Is it possible to implement MaybeT with Applicative only?

Question

After revisiting my MaybeT excercise I got warning that I should also have Applicative instance. I tried to implement it but got stuck as I cannot find way to apply mx to mf with Applicative m . Do I need Monad m ?

newtype MaybeT m x = MaybeT { runMaybeT :: m (Maybe x) }

instance Functor m => Functor (MaybeT m) where
  fmap f m = MaybeT $ fmap z $ runMaybeT m where
    z (Just x) = Just $ f x
    z Nothing = Nothing

instance Applicative m => Applicative (MaybeT m)

Answer 1

I think you do need Monad . Basically, if you have

f :: MaybeT m (a -> b)
x :: MaybeT m a

and if, when evaluating f <*> x , running the unwrapped f in m returns a Nothing , then the action for x shouldn't run at all - but you cannot achieve that without using that m is a Monad , since Applicative combinators intuitively always run all the subactions.

By the way, the simplest way to generate an Applicative just to satisfy the new AMP requirement, is to use

import Control.Monad (ap)

instance Applicative ... where
    pure = return
    (<*>) = ap

For Functor you can either use fmap = liftM , or the DeriveFunctor extension.

Answer 2

MaybeT could be defined as

newtype Compose f g x = Composed (f (g x))
newtype MaybeT m x = MaybeT (Compose m Maybe x)
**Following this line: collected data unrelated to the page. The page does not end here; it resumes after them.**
PR #460, opened 2022-11-17
fix: white flicker on Network Validators page

pdp2121:

The `Validators` page of the Explorer is flickering white due to the VHS gets updated slower than the streams. This PR will fix the issue by prioritize the `ledger_hash` and `ledger_index` to use those of the stream and keep the index uniformly increasing. 

### Type of Change

- [ ] Documentation Updates
- [ ] Release

## Before / After

After the change, the `ledger` column in Validators table will increase uniformly and there will be no white flicker.


src/containers/Network/Validators.tsx
```diff
@@ -34,7 +46,7 @@ export const Validators = () => {
           newValidatorList[v.signing_key] = v
```
ckniffen, line 46: can this code be incorporated into the other loop so we dont have to iterate twice?

ckniffen:
I wonder if it makes sense for the VHS to store ledger_hash in addition to ledger_index so that we can show the ledger colors upon page load.

ckniffen:
Closed in favor of #467

Issue #452, opened 2022-11-09
Undefined values in transaction raw JSON visualization


zgrguric:
https://livenet.xrpl.org/transactions/1C480B388ECADC1AED30161F9F50B72B5A5A86894480B3B2B2AFCD056EBF097F/raw

![Screenshot_1](https://user-images.githubusercontent.com/108837406/200799702-417c997e-0dba-4d03-b7c0-5fca96380517.jpg)

ckniffen:
Related to #358

ckniffen:
Closing as it is a duplicate of #358

Issue #358, opened 2022-09-23
Update "Raw" transaction tab to show real raw response


ckniffen:
The "Raw" tab shows a json view of transaction after we have performed some processing.  It should be the the result section of the `tx` websocket response.

https://github.com/ripple/explorer/blob/staging/src/rippled/transactions.js#L11-L15

PR #464, opened 2022-11-20
Undefined values in transaction raw JSON visualization solved #358 & …

bluntbrain:
…#452

##  Undefined values in transaction raw JSON visualization #452 & #358 Bug Fix
Places values from tx instead of undefined in src/rippled/lib/utils.js file.

### Bug Fix
This is a Bug fix, mentioned in Issue #358 & #452, showing correct values in place of undefined.
This I've verified in both mainnet and testnet

## Before 
before-fix

## After
after-fix


bluntbrain:
Kindly review the change and merge this PR
cc @ckniffen @mvadari @shawnxie999

shawnxie999:
Should we have a test case for this?

bluntbrain:
It's just mapping of data already present on the page, hardly 5 line change. Can you check once and merge this PR @shawnxie999 
cc @ckniffen @mvadari

ckniffen:
This is good as an intermediary step.  Eventually we want the data shown in the Raw tab to exactly reflect what rippled returned.

bluntbrain:
Noted. @ckniffen Kindly merge this PR, I'll setup the raw page to exactly reflect what rippled returned and raise a PR soon. Also let me know if anything new needs to be developed, I've some free time in hand and want to contribute to this repo :)

ckniffen:
I will try to find an push the draft I had created.  At first i thought it would be as simple as saving the data to raw earlier.  Unfortunately there were a lot of places that references `raw` to get values and there weren't sufficient tests in place to make me confident I did it all correctly.

ckniffen (approved):

shawnxie999 (approved):

ckniffen:
Tests are failing.  Part of this is much of the test data is mocks of what getTransaction produces.  Instead I would in the future like the tests to be raw output from rippled/clio that we then process.  This will require a fair amount of work with regards to the transaction specific tests as well as quite a few other places.

There are 17 places that reference properties on `raw`.  When making raw not be the result of `formatTransaction` only one assertion fails. :(

Luckily most of these these are contained to two components `Transaction` and `SimpleTab`.

ckniffen:
#479 will get us closer to having proper coverage of SimpleTab to start making more of these changes.

mvadari:
This fix creates a lot of repeated data - e.g. the metadata is now both under `tx.meta` and `meta`

ckniffen:
This will require a much more thorough update.

PR #469, opened 2022-11-22
refactor: convert `LedgersPage` to hooks and TypeScript

mvadari:

Title says it all.

### Context of Change

I was running into an issue with #470 that would be much easier to resolve if I could use `useQuery`

### Type of Change

### TypeScript/Hooks Update

## Before / After

No change

## Test Plan

CI passes.


src/containers/Ledgers/index.jsx
```diff
@@ -0,0 +1,99 @@
+import React, { useEffect, useState } from 'react'
+import { useTranslation } from 'react-i18next'
```
ckniffen, line 2: Since this files is already being considered a new might as well make it typescript.

src/containers/Ledgers/index.jsx
```diff
@@ -0,0 +1,99 @@
...
+  useQuery(['fetchValidatorData'], async () => fetchValidators(), {
+    refetchInterval: FETCH_INTERVAL_MILLIS,
+    refreshOnMount: true,
+  })
+
+  const updateSelected = (pubkey) => {
+    setSelected(selected === pubkey ? null : pubkey)
+  }
+
+  const updateLedgers = (newLedgers) => {
```
ckniffen, line 61: This could be removed and just directly use setLedgers.

ckniffen (approved):

shawnxie999 (approved):
looks good

PR #470, opened 2022-11-22
feat: add support for Networks tab for custom networks

mvadari:
## High Level Overview of Change

Title says it all - custom.xrpl.org will now support the Networks page.

### Context of Change

People will want to know the status of the network for custom networks.

### Type of Change

- [x] New feature (non-breaking change which adds functionality)

### TypeScript/Hooks Update

- [ ] Updated files to React Hooks
- [ ] Updated files to TypeScript

## Test Plan

Modified tests as needed. I couldn't figure out how to test the NetworkContext generation, but it works locally.

PR #472, opened 2022-11-23
refactor: remove validator report API endpoint

mvadari:

This PR removes the `api/v1/validator_report` API endpoint and instead just directly calls the VHS. It also cleans up some non-crashing console errors.

### Context of Change

It's useful cleanup for #470 

### Type of Change

### TypeScript/Hooks Update

N/A

## Before / After

No change.

## Test Plan

CI passes.


ckniffen (approved):

src/containers/Validators/index.js
```diff
@@ -67,9 +67,15 @@ class Validator extends Component {
   fetchData = () => {
     const { match } = this.props
     const { identifier = '' } = match.params
-    axios.get(`/api/v1/validator_report/${identifier}`).then((resp) => {
-      this.setState({ reports: resp.data })
-    })
+    axios
+      .get(`${process.env.REACT_APP_DATA_URL}/validator/${identifier}/reports`)
+      .then((resp) => resp.data.reports)
```
ckniffen, line 72: this is an extra then.

mvadari: Is there something wrong with doing it this way? I find it's a little cleaner to move some of the logic to a `then`.

pdp2121 (approved):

and applicatives do compose . Hence you can write an applicative instance for MaybeT like this:

instance Applicative m => Applicative (MaybeT m) where
  pure = MaybeT . pure . Just
  f <*> x = MaybeT $ (<*>) <$> runMaybeT f <*> runMaybeT x

EDIT

As @Ørjan Johansen and @dfeuer explain, this is not a true instance for the MaybeT transformer, since the definition of (<*>) violates the f <*> x == ap fx law. Here is an example:

test :: MaybeT IO ()
test = MaybeT (return Nothing) <*> MaybeT (putStrLn "test" >> return Nothing)

main = runMaybeT test

This code prints test with my wrong definition and doesn't print anything with the right one.